= Sampson Yuen =

Hong Kong film producer

Sampson Yuen Choi-Hin (袁再显; born 1958) is a Hong-Kong producer and director who has worked in Hong Kong, Singapore and Malaysia. He is best known for directing Who is the Winner (1993), Petaling Street Warriors (2011), Million Loves In Me (2017) and producing Ah Long Pte Ltd (2008).

Beginning from 2009, Yuen is the CEO of Juita Entertainment which specializes in the production of Chinese films. The company is a subsidiary of Juita Viden Media, largest television content distribution company in Malaysia.

Starting out in Hong Kong with TVB & ATV, he worked in the Hong Kong media scene for 15 years, where he directed Who Is The Winner (1993) before moving to Singapore and jointly setting up SPH MediaWorks which won the awards Broadcaster of the Year and Terrestrial Channel of the Year in 2002.
For a decade he worked in Singapore and was involved with television series, notably The Unbeatables II (Star Awards for Best Drama Serial nominee, 1997) for TCS, From the Medical Files 2 (Star Awards for Best Drama Serial nominee, 1999) for MediaCorp Studios, Cash Is King for Channel U, Tonight I Will Tell - Murder by Love.

In 2007 Sampson moved to Malaysia and executive produced Ah Long Pte Ltd which took SG$5 million at combined box offices of Malaysia & Singapore making it the highest grossing Chinese movie in the country. Then he produced The Wedding Game in 2009.

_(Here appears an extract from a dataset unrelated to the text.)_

Issue #433, opened 2017-10-14
Make classpath hashing more lightweight


fommil:
It would be good to have the option to bypass the calculation of a file hash code if the size has not changed and the timestamp has not changed (just the timestamp should be ok). This has huge performance potential... avoiding doing work at all.

Possibly there could be some trigger that the file timestamp must be older than an hour or something... to avoid user interaction problems.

He also produced two period dramas; Age of Glory (780,000 viewers on NTV7, 2008) and The Iron Lady (900,000 viewers on ntv7, 2009) – both being the highest rated shows for ntv7's Hong belt and contributing to a 53% share of Chinese audience for the channel. In 2010, The Iron Lady received five awards in Malaysia first Golden Awards, including Best Drama, Most Popular Drama, Best Actress, Best Supporting Actress and Best Drama Theme Song. Afterwards he produced A Time to Embrace (8TV) and All Within Four Seas (Astro HHD) and The Descendant (NTV7).

In 2011 Yuen co-directed and produced through Juita Entertainment Petaling Street Warriors, the first period kung fu comedy to be produced locally in Malaysia and Singapore.

In 2017 Sampson Yuen directed the Hong-Kong-Malaysian drama film Million Loves In Me, based on a headline case in Hong Kong.